LLVM peak is suspiciously low since building LLVM is heavier than the kernel? Anyway, on my machine, which is dual-socket 2x22-core skylake-x, for pure release build without debug symbols (less memory pressure), I get ~60GB/s.

   # python do_pair_combined.py out_clang_release
   Peak combined memory bandwidth found in block #180:
   S0_write: 8046.8 MB/s
   S0_read: 23098.2 MB/s
   S1_write: 7611.3 MB/s
   S1_read: 21231.3 MB/s
   Total: 59987.6 MB/s

For release build with debug symbols, which is much heavier, and what I normally use during the development, so my experience is probably more biased towards that workload, is >50% larger - ~98GB/s.

  $ python do_pair_combined.py out_clang_relwithdeb
  Peak combined memory bandwidth found in block #601:
  S0_write: 11648.5 MB/s
  S0_read: 17347.9 MB/s
  S1_write: 31686.2 MB/s
  S1_read: 37532.7 MB/s
  Total: 98215.3 MB/s

I repeated the experiment with linux kernel, and I get almost the same figure as you do - ~48GB/s.

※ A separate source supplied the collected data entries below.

PR #2606, opened 2019-10-24
Allow id when new entity

gabriel-piles:
To check if a document was already uploaded by the crawler, the entity id is used.


gabriel-piles:
Too much differences with the development branch

Issue #2594, opened 2019-10-18
validate geolocation lat/lon range values on the server 


daneryl:
Latitudes should range from -90 to 90.
Longitudes should range from -180 to 180.

daneryl:
related #2596

daneryl:
this is still not properly validated, the new validation only validates that lat and lon are numbers.

daneryl:
this is actually covered already with current validation.

PR #2622, opened 2019-10-31
Templates and Entity metadata validation

### LINKED ISSUE #2596: Documentation and validation of metadata properties.
in order to use our api there is no way to know the structure needed to be used, for static properties we have the api documentation but for dynamic ones we have nothing, i think we should:

- document and validate template properties configuration
- document and validate entity metadata properties according to the template property configuration.

i think it is more important that we validate this data because even with documentation the data can be sent wrongly formatted, being saved to the db without any error and breaking the application unless detected and changed. this validation could also be used as documentation for people using the api and getting feedback errors on how their data should be structured.

habbes:
fixes #2596 #2594

PR checklist:
- [ ] Update READ.me ?

QA checklist:
- [ ] Test for side effects
- [ ] UI responsiveness
- [ ] Cross browser testing
- [ ] Code review


bdittes:
Hi! Reading through this change I'm worried that we're introducing a lot of validators: Joi, PropTypes, TypeScript and now Ajv.

Could you look into https://github.com/YousefED/typescript-json-schema#readme ? I think this would allow us to use Typescript interfaces as the main definition and then generate json-schema (for Ajv) out of that. Then we can replace Joi by Ajv and PropTypes by typescript and we'd have all interfaces defined only in Typescript?

habbes:
This is now ready for review.

I've created a helper function called `wrapValidation` in utils. It allows you to create a separate object for validation purposes and then wraps it on top of your main object like a middleware.

E.g., assume we have an `entitiesValidator` object which implements validation for `entities.js`. For each method of `entities.js` that you want to validate, you need to create a validation method with the same name in `entitiesValidator`, the method should throw an error if validation fails and should not throw if validation succeeds. The method can also be asynchronous, in which case it should return a promise that rejects with an error if validation fails. If validation succeeded, the wrapper will call the underlying `entities.js` method.

```js
const entities = {
   save(data) {
      return db.save(data);
   },
  get(id) {
    return db.get(id);
  }
};

const entitiesValidator = {
   save(data) {
       if (!isValid(data.property)) {
           throw ValidationError;
       }
  }
};

const wrappedEntities = wrapValidation(entitiesValidator, entities);

// use the method as usual, and validation will be applied
wrappedEntities.save(data);
// this method will be called without validation
wrappedEntities.get(data);
```

habbes:
I also made use of the Ajv library to create JSON schema-based validations for entities and templates, similar to what already existed for thesauri. I focused the validation mostly on template properties and entity metadata. However I have relaxed the validation to some extent to prevent crashing existing servers in case they have some data/properties that are not documented or that I did not know about. For example, if incoming data includes fields that are not specified in the spec, this will not cause an error.

app/api/entities/entitiesValidator.js
```diff
@@ -0,0 +1,9 @@
+import { validateEntity } from './entitySchema';
+
+const validator = {
+  save(entity) {
```
bdittes: I don't fully understand the purpose of this construct. If we need to provide a per-function validation helper here, why not just call validateEntity() in the entities.js functions?

app/api/entities/entities.js
```diff
@@ -1,18 +1,34 @@
...
 import templates from 'api/templates/templates';
 import path from 'path';
 import PDF from 'api/upload/PDF';
 import paths from 'api/config/paths';
+import { wrapValidation } from 'api/utils/wrapValidation';
 
-import { deleteFiles } from '../utils/files.js';
+import { deleteFiles } from '../utils/files';
 import model from './entitiesModel';
+import validator from './entitiesValidator';
```
bdittes: does it happen in the rest of Uwazi that model.save() is called directly? I.e. should validation also happen as part of the model?

app/api/entities/entitySchema.js
```diff
@@ -0,0 +1,304 @@
...
+});
+
+const schema = {
+  $schema: 'http://json-schema.org/schema#',
+  $async: true,
+  type: 'object',
+  required: ['title'],
+  metadataMatchesTemplateProperties: true,
+  definitions: {
+    dateRange: {
```
bdittes: I would prefer to pull out definitions into separate schema objects so they can be used in other schemas as well

const dateRangeSchema = { type: ...}
...
const schema = { ...
	definitions: { dateRangeSchema }
...

app/api/templates/templateSchema.js
```diff
@@ -0,0 +1,171 @@
...
+    }
+    return true;
+  }
+});
+
+const schema = {
+  $schema: 'http://json-schema.org/schema#',
+  $async: true,
+  definitions: {
+    property: {
```
bdittes: also extract as separate const propertySchema, please

app/shared/templateTypes.js
```diff
@@ -1,13 +1,20 @@
...
+  multiselect: 'multiselect',
+  nested: 'nested',
+  numeric: 'numeric',
+  preview: 'preview',
   relationship: 'relationship',
+  select: 'select',
+  text: 'text',
 };
 
 export { templateTypes };
```
bdittes: nit: why not default?

app/api/entities/entitySchema.js
```diff
@@ -0,0 +1,304 @@
...
+          {
+            type: 'array',
+            items: {
+              $ref: '#/definitions/dateRange'
+            }
+          },
+          {
+            type: 'object',
+            required: ['label', 'url'],
+            properties: {
```
bdittes: this could be an extracted definitions/linkFieldSchema

app/api/entities/entitySchema.js
```diff
@@ -0,0 +1,304 @@
...
+              label: { type: 'string', minLength: 1 },
+              url: { type: 'string', minLength: 1 }
+            }
+          },
+          {
+            type: 'array',
+            items: {
+              type: 'object',
+              required: ['lon', 'lat'],
+              properties: {
```
bdittes: this could be an extracted definitions/geolocationSchema

app/api/entities/entitiesValidator.js
habbes: That's a good question. The rationale was to allow the developer to write and test the functionality of `entities.save()` without having to worry about validation, and to have that taken care of separately. This was an experiment and I can't say that it's any better than the alternative. I also tried this to allow me to add validation without the burden of updating every single unit test case, since many tests only use a subset of the data that is relevant to the behaviour being tested and this subset will often fail validation. But I will have to update tests either way, so this may not have been as thoughtful an idea.

app/shared/templateTypes.js
habbes: What do you mean by this @bdittes ?

app/api/entities/entities.js
habbes: Since the `entities.save()` is the central means by with entities are saved across Uwazi, I think it should handle validation to ensure that entities that are stored in the db are always valid regardless of whether they were created via the API, through a file import or through some other process in Uwazi.

app/shared/templateTypes.js
bdittes: the file is called templateTypes and only exports one thing, so why not 'export default templateTypes'?

app/api/entities/entitySchema.js
habbes: A separate const like other suggestions? Or a definition embedded in the main schema?

app/shared/templateTypes.js
habbes: Ooh I see now. Yeah, I could make it a default export.

app/api/entities/entitiesValidator.js
habbes: Just to add a clarification on the tests, I still need to update the tests of external modules which call `entities.save()` since external modules work with the "wrapped" version of `entities`, which performs validation.

app/shared/templateTypes.js
daneryl: the idea with this was actually stop using export defaults to have naming consistent across files, we had bad experiences with this in the past.

app/api/entities/entitiesValidator.js
habbes: @joan @konzz @RafaPolit what is your view on this approach?

app/shared/templateTypes.js
bdittes: Aha! That's fine too. Sam mentioned you might be collecting some of these in a style guide? ;)

app/api/entities/entitySchema.js
bdittes: I would prefer to separate out all definitions generally.

app/api/entities/entitiesValidator.js
habbes: I fixed the unit tests, most of them were due to mocking not working as expected with the wrapped object, I updated the implementation of `wrapValidation` to fix it. Maybe this a red flag, too?

bdittes: The extra bind is not a red flag in itself, but I do think the wrapValidation generally adds complexity and is not adding enough benefit to make up for that. So I would vote to remove it...

habbes:
I have removed the `wrapValidation` and separate objects for handling validation following @bdittes request. Now I have gone back to calling the validation method inside the method being validated as usual.

Unless there are any other issues or requests, this PR is done.

app/api/entities/entitiesValidator.js
habbes: I've removed `wrapValidation`.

  $ python do_pair_combined.py out_kernel 
  Peak combined memory bandwidth found in block #329:
  S0_write: 8963.9 MB/s
  S0_read: 16584.1 MB/s
  S1_write: 7863.4 MB/s
  S1_read: 14371.0 MB/s
  Total: 47782.399999999994 MB/s

Now this was peak accumulated but I was also interested in what is the single highest read/write bw measured. For LLVM/clang release with debug symbols this is what I get ~32GB/s for write bw and ~52GB/s for read bw.

  $ python do_single.py out_clang_relwithdeb
    Peak memory_bandwidth_write: 31686.2 MB/s
    Peak memory_bandwidth_read: 52038.0 MB/s

This is btw very close to what my socket can handle, store bandwidth is ~40GB/s, load bandwidth is ~80GB/s, and combined load-store bandwidth is 65G/s.

So, I think it is not unreasonable to say that there are compiler workloads that can be limited by the memory bandwidth. I for sure worked with heavier codebases even than LLVM, and even though I did not do the measurements back then, the gut feeling I was having is that the bw is consumed. Some translation units would literally stay for few minutes "compiling" but no progress would have been made.

I agree that random access memory patterns and the latency those patterns incur are also a cost that need to be added to this cost function.

My initial comment on this topic was - I don't really believe that the bottleneck in compilation for larger codebases, of course not on _any_ given machine, is on the compute side, and therefore I don't see how modules are going to fix any of this.

gpderetta · 2025-09-12T11:59:34 1757678374

> This is just wildly wrong.

Indeed! Compilation is notorious for being a classing pointer chasing load that is hard to brute force and a good way to benchmark overall single-thread core performance. It is more likely to be memory latency bound than memory bandwidth bound.